The model is fine-tuned from [Qwen/Qwen3-Embedding-0.6B](https://huggingface.co/Qwen/Qwen3-Embedding-0.6B) on the [SkillRet benchmark](https://huggingface.co/datasets/anonymous-ed-benchmark/skillret-benchmark) training split using contrastive learning (MultipleNegativesRankingLoss).

## Usage

### Sentence Transformers

```python
from sentence_transformers import SentenceTransformer

model = SentenceTransformer("anonymous-ed-benchmark/SkillRet-Embedding-0.6B", trust_remote_code=True)

query_prompt = "Instruct: Given a skill search query, retrieve relevant skills that match the query\nQuery: "

queries = [
    query_prompt + "Help me set up a CI/CD pipeline for my Python project"
]
skills = [
    "ci-cd-setup | Configure continuous integration and deployment pipelines ...",
    "python-debugging | Debug Python applications using pdb and logging ...",
]

q_emb = model.encode(queries, normalize_embeddings=True)
s_emb = model.encode(skills, normalize_embeddings=True)

similarities = q_emb @ s_emb.T
print(similarities)
```

## Training Details

- **Base model**: Qwen3-Embedding-0.6B (0.6B parameters)
- **Training data**: SkillRet benchmark training split (127,190 query–skill pairs from 63,259 queries and 10,123 skills)
- **Loss**: MultipleNegativesRankingLoss (InfoNCE) with cross-GPU negative sharing
- **Hardware**: 4× NVIDIA B200 GPUs (DDP)
- **Effective batch size**: 384 (96 per device × 4 GPUs)
- **Max sequence length**: 8,192 tokens
- **Learning rate**: 2e-5
- **Epochs**: 1
- **Training time**: ~6 hours
- **Precision**: BF16

### Training Logs

| Epoch | Step | Training Loss | NDCG@15 |
|:-----:|:----:|:------------:|:-------:|
| 0.15 | 50 | 2.4288 | 0.7802 |
| 0.30 | 100 | 1.9920 | 0.7842 |
| **0.45** | **150** | **1.9758** | **0.7887** |
| 0.60 | 200 | 1.9011 | 0.7865 |
| 0.76 | 250 | 1.9100 | 0.7874 |
| 0.91 | 300 | 1.9412 | 0.7859 |
| 1.0 | 331 | - | 0.7862 |

Best checkpoint at step 150 (bold row).

## Evaluation Results

Evaluated on the SkillRet benchmark test split (4,997 queries, 6,660 skills).

| Metric | @5 | @10 | @15 |
|--------|------|------|------|
| NDCG | 0.753 | 0.777 | 0.786 |
| Recall | 0.791 | 0.852 | 0.880 |
| MRR | 0.823 | 0.827 | 0.828 |
| MAP | 0.698 | 0.713 | 0.718 |
| Precision | 0.253 | 0.138 | 0.096 |
| Accuracy@1 | 0.763 | — | — |

## Intended Use

This model is designed for retrieving agent skills given natural-language user requests.
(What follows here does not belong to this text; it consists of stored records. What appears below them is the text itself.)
PR #681, opened 2020-06-18
Account page

spyrosbek:
Implementation of an account-page containing user-created galleries presented in tabs.


assets/scss/tabs.scss
```diff
@@ -1,7 +1,7 @@
 .tabs {
   .card-header {
     background: $white;
-    border-bottom: 2px solid $offwhite;
+    border-bottom: 2px solid $paper;
```
mirjamverloop, line 4: I have checked with the design team, as both places where tabs are used have a different color. Their suggestion is to use #e7e7e9 instead. Would you mind updating the border color?

PR #683, opened 2020-06-18
More eslint style rules

rwd:
* Set many more eslint style rules
* Move CI linting to Travis instead of CodeClimate, the latter having its own locked versions of linting packages
* Update eslint and Vue plugin versions
* Fix linting errors


rwd:
@lbiedinger 
> These rules don't seem to propagate to code-climate properly.
That was due to CodeClimate having locked versions of eslint and its plugins. Addressed by moving the linting to Travis.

It is part of the SkillRet benchmark submission for evaluating skill retrieval systems for AI agents.

## Limitations

- Optimized for English-language queries and agent skills.
- Performance may vary on domains outside the SkillRet benchmark distribution.
- The model retrieves skills but does not execute them.

## Framework Versions

- Python: 3.10.12
- Sentence Transformers: 5.4.1
- Transformers: 5.5.4
- PyTorch: 2.7.1+cu128

## Citation

Citation information will be added in the de-anonymized release.